== REQUIRED ACTION ==
Give again the lines of the data from its first line through the line with "public static AgentWorkflowBuilder". Change nothing.

Saved entries
PR #842, opened 2025-10-01
Chained method calls should accumulate state rather than overwrite pr…

treblereel:
…evious values

### DIFF
--- a/experimental/fluent/agentic/src/main/java/io/serverlessworkflow/fluent/agentic/AgentWorkflowBuilder.java
+++ b/experimental/fluent/agentic/src/main/java/io/serverlessworkflow/fluent/agentic/AgentWorkflowBuilder.java
@@ -17,6 +17,7 @@ package io.serverlessworkflow.fluent.agentic;
 
 import dev.langchain4j.agentic.scope.AgenticScope;
 import io.serverlessworkflow.api.types.TaskItem;
+import io.serverlessworkflow.api.types.Workflow;
 import io.serverlessworkflow.fluent.func.spi.FuncTransformations;
 import io.serverlessworkflow.fluent.spec.BaseWorkflowBuilder;
 import java.util.ArrayList;
@@ -29,8 +30,11 @@ public class AgentWorkflowBuilder
     extends BaseWorkflowBuilder<AgentWorkflowBuilder, AgentDoTaskBuilder, AgentTaskItemListBuilder>
     implements FuncTransformations<AgentWorkflowBuilder> {
 
+  private final List<AgentDoTaskBuilder> agentDoTaskBuilders;
+
   AgentWorkflowBuilder(final String name, final String namespace, final String version) {
     super(name, namespace, version);
+    agentDoTaskBuilders = new ArrayList<>();
   }
 
   public static AgentWorkflowBuilder workflow() {
@@ -53,7 +57,7 @@ public class AgentWorkflowBuilder
   public AgentWorkflowBuilder agent(String name, Object agent) {
     final AgentDoTaskBuilder doTaskBuilder = this.newDo();
     doTaskBuilder.agent(name, agent);
-    setDo(doTaskBuilder);
+    agentDoTaskBuilders.add(doTaskBuilder);
     return this;
   }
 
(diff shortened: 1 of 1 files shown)


treblereel:
`Failed to execute goal org.codehaus.mojo:buildnumber-maven-plugin:3.2.1:create (get-scm-revision) on project serverlessworkflow-parent: Execution get-scm-revision of goal org.codehaus.mojo:buildnumber-maven-plugin:3.2.1:create failed: Plugin org.codehaus.mojo:buildnumber-maven-plugin:3.2.1 or one of its dependencies could not be resolved:
Error:  	Could not transfer artifact net.java.dev.jna:jna-platform:jar:5.6.0 from/to central (https://repo.maven.apache.org/maven2): Connection reset
Error:  -> [Help 1]
Error:  
Error:  To see the full stack trace of the errors, re-run Maven with the -e switch.
Error:  Re-run Maven using the -X switch to enable full debug logging.
Error:  
Error:  For more information about the errors and possible solutions, please read the following articles:
Error:  [Help 1] http://cwiki.apache.org/confluence/display/MAVEN/PluginResolutionException
Error: Process completed with exit code 1.`

hmm

experimental/fluent/agentic/src/main/java/io/serverlessworkflow/fluent/agentic/AgentWorkflowBuilder.java
```diff
@@ -96,4 +100,14 @@ protected AgentDoTaskBuilder newDo() {
...
   }
+
+  private void setDo(AgentDoTaskBuilder doTaskBuilder) {
+    if (workflow.getDo() != null) {
+      List<TaskItem> existing = new ArrayList<>(workflow.getDo());
+      existing.addAll(doTaskBuilder.build().getDo());
+      this.workflow.setDo(Collections.unmodifiableList(existing));
+    } else {
+      this.workflow.setDo(doTaskBuilder.build().getDo());
+    }
```
fjtirado: Sure Im missing something but why not just do 

workflow.getDo().addAll(0, doTaskBuilder.build().getDo())?

As far as taskBuilder does not generate an inmutable list, you save a lot of objects.

treblereel: Because it's unmodifiableList

fjtirado: yes, Im asking to change the fact that this list is unmodifiable [here](https://github.com/serverlessworkflow/sdk-java/blob/main/fluent/spec/src/main/java/io/serverlessworkflow/fluent/spec/BaseTaskItemListBuilder.java#L70)

treblereel: yeap, that even better! I assumed that you would be against this, but since you yourself suggested it ...

fjtirado: To be honest, I do not understand why do is initialized several times, but the way it is done now, ir order to minimize changes, is better to not make it inmutable

fjtirado: Maybe you can try adding the task to the taskbuilder and calling do in the build of the end, I think the issue was calling setDo too early

treblereel: @fjtirado workflow.getDo().addAll(0, doTaskBuilder.build().getDo())?

by the way, index 0 means we insert before existing elms, I think we should add elms after

fjtirado: yes, I read your change badly and thought that you were adding new iteams at the beginning, but that should not be the case, so lets used the not indexed add

PR #864, opened 2025-10-08
[Fix #863] Adding WorkflowContext and TaskContext as additional params

### LINKED ISSUE #863: Allow passing WorkflowContext and TaskContext to input, output, export function for experimental labmda
Current these functions only accept the current model. In order to achieve their purpose they might need additional information (as it happen when using JQ). This information is contained in WorkflowContext and TaskContext, which might be optional extra parameters if needed

fjtirado:
User can now specify java filter functions that accepts WorkflowContext and TaskContext in their signature.

Fix https://github.com/serverlessworkflow/sdk-java/issues/863

### DIFF
--- a/experimental/lambda/src/test/java/io/serverless/workflow/impl/ModelTest.java
+++ b/experimental/lambda/src/test/java/io/serverless/workflow/impl/ModelTest.java
@@ -30,6 +30,7 @@ import io.serverlessworkflow.api.types.WaitTask;
 import io.serverlessworkflow.api.types.Workflow;
 import io.serverlessworkflow.api.types.func.OutputAsFunction;
 import io.serverlessworkflow.impl.WorkflowApplication;
+import io.serverlessworkflow.impl.WorkflowInstance;
 import java.util.List;
 import java.util.Map;
 import java.util.concurrent.ExecutionException;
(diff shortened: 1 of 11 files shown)


experimental/lambda/src/test/java/io/serverless/workflow/impl/ModelTest.java
```diff
@@ -173,4 +174,62 @@ void testPOJOStringExpression() throws InterruptedException, ExecutionException
...
+                      new TaskItem(
+                          "doNothing",
+                          new Task()
+                              .withWaitTask(
+                                  new WaitTask()
+                                      .withWait(
+                                          new TimeoutAfter()
+                                              .withDurationInline(
+                                                  new DurationInline().withMilliseconds(10)))))))
+              .withOutput(
```
fjtirado, line 196: Output associated to a workflow, we specify the two arguments function.
Important thing to know is that TaskContext will be null if the three parameter function has been specified here (we should either document that or prevent user passing the three parameter function if the input/output/export is associated to the workflow)

experimental/lambda/src/test/java/io/serverless/workflow/impl/ModelTest.java
```diff
@@ -173,4 +174,62 @@ void testPOJOStringExpression() throws InterruptedException, ExecutionException
...
+                  List.of(
+                      new TaskItem(
+                          "doNothing",
+                          new Task()
+                              .withWaitTask(
+                                  new WaitTask()
+                                      .withOutput(
+                                          new Output()
+                                              .withAs(
+                                                  new OutputAsFunction()
```
fjtirado, line 223: Output associated to the task, we call three parameter function without issue
We can also call the two/one parameter one if we want.

experimental/types/src/main/java/io/serverlessworkflow/api/types/func/ExportAsFunction.java
```diff
@@ -31,4 +31,24 @@ public <T, V> ExportAs withFunction(Function<T, V> value, Class<T> argClass) {
     setObject(new TypedFunction<>(value, argClass));
     return this;
   }
+
```
fjtirado, line 34: Export also existed ;)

== TASK ANSWER ==
PR #842, opened 2025-10-01
Chained method calls should accumulate state rather than overwrite pr…

treblereel:
…evious values

### DIFF
--- a/experimental/fluent/agentic/src/main/java/io/serverlessworkflow/fluent/agentic/AgentWorkflowBuilder.java
+++ b/experimental/fluent/agentic/src/main/java/io/serverlessworkflow/fluent/agentic/AgentWorkflowBuilder.java
@@ -17,6 +17,7 @@ package io.serverlessworkflow.fluent.agentic;
 
 import dev.langchain4j.agentic.scope.AgenticScope;
 import io.serverlessworkflow.api.types.TaskItem;
+import io.serverlessworkflow.api.types.Workflow;
 import io.serverlessworkflow.fluent.func.spi.FuncTransformations;
 import io.serverlessworkflow.fluent.spec.BaseWorkflowBuilder;
 import java.util.ArrayList;
@@ -29,8 +30,11 @@ public class AgentWorkflowBuilder
     extends BaseWorkflowBuilder<AgentWorkflowBuilder, AgentDoTaskBuilder, AgentTaskItemListBuilder>
     implements FuncTransformations<AgentWorkflowBuilder> {
 
+  private final List<AgentDoTaskBuilder> agentDoTaskBuilders;
+
   AgentWorkflowBuilder(final String name, final String namespace, final String version) {
     super(name, namespace, version);
+    agentDoTaskBuilders = new ArrayList<>();
   }
 
   public static AgentWorkflowBuilder workflow() {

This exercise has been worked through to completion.